Stored items:
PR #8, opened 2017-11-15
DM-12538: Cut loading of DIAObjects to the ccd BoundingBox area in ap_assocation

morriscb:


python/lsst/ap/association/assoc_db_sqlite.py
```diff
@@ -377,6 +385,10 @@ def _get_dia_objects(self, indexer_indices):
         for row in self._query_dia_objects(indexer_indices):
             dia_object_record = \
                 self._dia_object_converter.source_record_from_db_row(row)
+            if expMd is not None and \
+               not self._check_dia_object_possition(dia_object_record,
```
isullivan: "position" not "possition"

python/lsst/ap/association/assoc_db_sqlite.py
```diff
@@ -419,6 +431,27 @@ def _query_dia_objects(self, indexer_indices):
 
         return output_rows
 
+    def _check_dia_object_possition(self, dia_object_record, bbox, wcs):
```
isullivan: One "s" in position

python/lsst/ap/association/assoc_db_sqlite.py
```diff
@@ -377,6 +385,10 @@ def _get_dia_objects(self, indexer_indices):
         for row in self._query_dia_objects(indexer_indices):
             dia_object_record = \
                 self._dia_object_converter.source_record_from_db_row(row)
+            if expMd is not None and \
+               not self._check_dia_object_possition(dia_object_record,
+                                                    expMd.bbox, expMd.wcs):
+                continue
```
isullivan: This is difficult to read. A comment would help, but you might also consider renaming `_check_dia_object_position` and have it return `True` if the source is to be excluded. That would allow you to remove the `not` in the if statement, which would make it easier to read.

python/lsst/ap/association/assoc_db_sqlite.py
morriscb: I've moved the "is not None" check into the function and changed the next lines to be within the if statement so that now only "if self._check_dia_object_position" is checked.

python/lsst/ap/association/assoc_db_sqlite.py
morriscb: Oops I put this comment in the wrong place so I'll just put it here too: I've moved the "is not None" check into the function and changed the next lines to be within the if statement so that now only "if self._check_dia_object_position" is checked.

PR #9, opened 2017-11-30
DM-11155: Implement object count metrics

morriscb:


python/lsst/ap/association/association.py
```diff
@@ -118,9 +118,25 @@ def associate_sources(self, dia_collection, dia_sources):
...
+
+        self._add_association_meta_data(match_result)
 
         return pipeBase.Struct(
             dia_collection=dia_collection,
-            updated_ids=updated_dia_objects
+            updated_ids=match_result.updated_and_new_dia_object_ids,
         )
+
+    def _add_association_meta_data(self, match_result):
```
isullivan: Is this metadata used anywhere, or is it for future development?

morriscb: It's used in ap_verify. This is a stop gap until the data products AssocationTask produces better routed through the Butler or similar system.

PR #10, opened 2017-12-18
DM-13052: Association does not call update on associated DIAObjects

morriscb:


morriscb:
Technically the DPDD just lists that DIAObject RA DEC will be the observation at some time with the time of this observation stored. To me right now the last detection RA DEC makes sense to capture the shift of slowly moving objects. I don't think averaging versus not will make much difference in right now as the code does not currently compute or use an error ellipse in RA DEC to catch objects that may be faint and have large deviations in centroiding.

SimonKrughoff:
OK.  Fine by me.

---

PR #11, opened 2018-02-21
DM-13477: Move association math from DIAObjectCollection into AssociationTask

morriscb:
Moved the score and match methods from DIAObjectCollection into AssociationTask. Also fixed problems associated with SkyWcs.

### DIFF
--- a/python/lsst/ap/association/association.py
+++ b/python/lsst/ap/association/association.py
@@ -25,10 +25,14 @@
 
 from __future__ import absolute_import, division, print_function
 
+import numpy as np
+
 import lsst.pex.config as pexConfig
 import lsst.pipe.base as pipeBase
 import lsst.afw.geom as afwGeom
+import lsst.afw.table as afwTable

What needs to be done: Match on "bbox" and report each line of the data above that has it.

Exercise answer:
+    def _check_dia_object_possition(self, dia_object_record, bbox, wcs):
+                                                    expMd.bbox, expMd.wcs):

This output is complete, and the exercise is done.